Appellate Division Rules Arbitrator Exceeds Powers by Modifying Award to Add Unaddressed Claims

In a recent unpublished opinion, the Appellate Division ruled that, although an arbitrator may modify an award to fix technical errors, he cannot include relief for claims not addressed in the original award, even if the failure to address those claims was due to an oversight by the arbitrator. In Merion Construction Management, LLC v. Kemron Environmental Services, Inc., subcontractor Kemron commenced arbitration alleging that although Kemron had substantially performed its obligations, contractor Merion had not paid its invoices. The arbitrator agreed with Kemron and awarded $873,758.56.

Not satisfied, Kemron requested that the arbitrator reconsider his award to compensate for what it called “two unaddressed items”: (1) a 5% retainage of $198,006.43 and (2) $46,497.00 for an eighth invoice. Over Merion’s objection, the arbitrator modified his award on the ground that he had made two “computational errors.” Upon the parties’ consolidated motions to confirm and partially vacate, the Superior Court determined that the arbitrator was authorized to make these “computational” modifications.

The Appellate Division, however, disagreed, noting the original award had stated that “[a]ny other claims in this matter not specifically mentioned above are denied[]” and that “[a]ll claims not expressly granted herein are hereby, denied.” Given these statements, coupled with the award’s silence on the issues of the retainage amount and eighth invoice, the Court held that the arbitrator exceeded his powers, thus entitling Merion to have the award vacated in part under the Uniform Arbitration Act, N.J.S.A. 2A:23B-23(a)(4). The Court did not agree that the modifications addressed “computational errors” because the award did not reference the underlying claims at all. Citing Wein v.
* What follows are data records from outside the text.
PR #5091, opened 2026-08-04
Retry Sink.Store with backoff and dead-letter on exhaustion, across the pipeline and every sink

mauriceyap:
When an ingester repeatedly fails to write a message to its sink (events Redis, the lookout postgres database, or the scheduler postgres database), it currently either retries forever or drops the message. This PR gives every ingester a proper dead letter queue: failures are retried with jittered backoff up to a configurable limit, and if the message still can't be stored, it's serialized and published to a dead-letter topic for later inspection or replay, instead of being retried indefinitely or silently lost. It also fixes a related bug where certain lookup errors caused a whole batch to be dropped rather than retried.

This touches both the shared pipeline and every sink because the two are compile-coupled. `Sink[T]` gains a `Serialize` method that every implementation must provide before anything builds, so the pipeline change and the per-sink work land together in one PR.

### Details

`Sink[T]` gains a `Serialize(msg T) ([]byte, error)` method, implemented by `RedisEventStore`, `LookoutDb`, and `SchedulerDb` (each renders its instructions as JSON for DLQ inspection/manual replay), and the pipeline and every sink land together so the tree never sits in a red, non-compiling intermediate state.

The pipeline's store loop now retries `Store` up to `DeadLetterMaxAttempts` times (falling back to a `defaultDeadLetterMaxAttempts` of 5 when unset, so an unconfigured `PulsarConfig` still retries rather than dead-lettering on the first failure) with jittered exponential backoff (via the new `newBackOff()`/`backoff/v4` helper), and on exhaustion serializes the message and publishes it to the configured dead-letter topic instead of dropping it, then still ACKs so the consumer doesn't redeliver forever.

If `DeadLetterTopic` is unset, no dead-letter publisher is created at all and an exhausted message is left unacked for redelivery instead (same as the shutdown case), rather than attempting to publish to an empty topic. Two new metrics (`RecordPulsarMessageStoreRetry`, `RecordPulsarMessageDeadLettered`) track this. Removes the now-redundant `ingest.WithRetry` helper (superseded by `util.RetryUntilSuccessOrExhausted` from PR 1). Context-cancellation during retry is handled by leaving the message unacked for redelivery rather than dead-lettering it.

Each sink's own internal retry loop is removed in the same change. Retry-then-dead-letter policy now lives entirely in the shared `IngestionPipeline` ack-path, and each `Store` implementation is updated to attempt once and classify unretryable failures via `util.NewNonRetryableError` so the pipeline skips straight to dead-lettering instead of burning its retry budget. `NewLookoutDb` and `NewSchedulerDb` drop their now-unused backoff/retry-count constructor parameters; every call site is updated accordingly. `SchedulerDb.Serialize` includes a type-switch (`serializeDbOperation`) covering every concrete `DbOperation`, guarded by a coverage test so new operation types can't silently fall through to an empty payload.

`filterEventsForTerminalJobs` now propagates lookup errors instead of silently ingesting unfiltered updates. Under the old pipeline this still had a gap: an ordinary, non-cancellation lookup error returned before any update was written, then hit the pipeline's ordinary-error branch, which acked and dropped the whole batch. That gap is closed structurally here, not with an extra special case - every `Store` error (including this one) now goes through the retry-then-dead-letter path, so the batch is retried and, if the error persists, dead-lettered and preserved rather than acked and silently dropped.


internal/scheduleringester/schedulerdb.go
```diff
@@ -28,56 +29,177 @@ const (
...
+	return json.Marshal(struct {
+		Ops        []serializedOp
+		MessageIds []string
+	}{
+		Ops:        ops,
+		MessageIds: pulsarutils.MessageIdsToStrings(instructions.MessageIds),
+	})
+}
+
+func serializeDbOperation(op DbOperation) any {
```
d2burkhalter: What if we merged all of the identical cases `return o` into one or  added an optional `SerializeForDlq` interface implemented by the operations that need them to bring it down to
```go
func serializeDbOperation(op DbOperation) any {
        if s, ok := op.(dlqSerializable); ok {
                return s.SerializeForDlq()
        }
        return op
  }
```
and move the serialization logic to dbops.go?

internal/common/ingest/ingestion_pipeline.go
```diff
@@ -214,32 +279,95 @@ func (i *IngestionPipeline[T, U]) Run(ctx *armadacontext.Context) error {
...
+				},
+				func(attempt int, err error) {
+					i.metrics.RecordPulsarMessageStoreRetry()
+					wait := storeBackoff.NextBackOff()
+					log.WithError(err).Warnf("%s - Error inserting %d messages (ids: %v); will retry after %s",
+						i.pulsarTopic, len(msg.GetMessageIDs()), msg.GetMessageIDs(), wait)
+					// This sleep is not ctx-aware: RetryUntilSuccessOrExhausted only checks ctx
+					// before the next performAction call, not during this wait. On shutdown, the
+					// sleep runs to completion before cancellation is noticed, delaying shutdown
+					// by up to `wait`. Deemed acceptable since wait is bounded by backoff config.
```
nikola-jokic, line 302: Why not use:
```go
select {
case <-ctx.Done():
  return ctx.Err()
case <-time.After(wait):
```
The sleep will just delay as you pointed out the shutdown, which doesn't make much sense to wait for the full duration just to return after it. Also, time.After no longer has a leak where the counters are not de-allocated, as of go 1.23

internal/eventingester/store/eventstore.go
```diff
@@ -88,27 +98,28 @@ func (repo *RedisEventStore) doStore(ctx *armadacontext.Context, update []*model
 		return nil
 	}
 
-	return ingest.WithRetry(func() (bool, error) {
-		var data []eventData
-		uniqueJobSets := make(map[string]bool)
+	var data []eventData
```
nikola-jokic, line 101: If I read this correctly, you can preallocate here with len(update)

internal/eventingester/store/eventstore.go
```diff
@@ -77,6 +76,17 @@ func (repo *RedisEventStore) Store(ctx *armadacontext.Context, update *model.Bat
 	return result.ErrorOrNil()
 }
 
+// Serialize renders update as JSON for the dead-letter topic.
+func (repo *RedisEventStore) Serialize(update *model.BatchUpdate) ([]byte, error) {
+	return json.Marshal(struct {
```
nikola-jokic, line 81: Not too important: I'd suggest extracting the struct as private package level struct for easier tests later. It doesn't have to be exported, but it would avoid having tests defining:
```go
var data struct {
  // redefined struct fields
}
```

It is unnecessary duplication when you can simply do:
```go
type redisEventStoreBatchUpdateMessage struct {
   // fields
}
```

nikola-jokic (approved):
Overall looks good, I have few comments but they are not blockers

Morris, 194 N.J. 364, 385 (2006), the Court ruled that “[a]n arbitrator exceeds his powers when under the guise of computational or technical errors he modifies an award to include claims not addressed in the original award, even if the failure to do so was due to inadvertence, where the award expressly denied all claims for relief not otherwise mentioned.”

This opinion is yet one more illustration of the deference courts give final arbitration awards, even awards that the arbitrator acknowledges are mistaken. To avoid a fate similar to Kemron’s here, practitioners would be well-served to break out requested claims for relief severally in their post-hearing briefs and/or proposed award.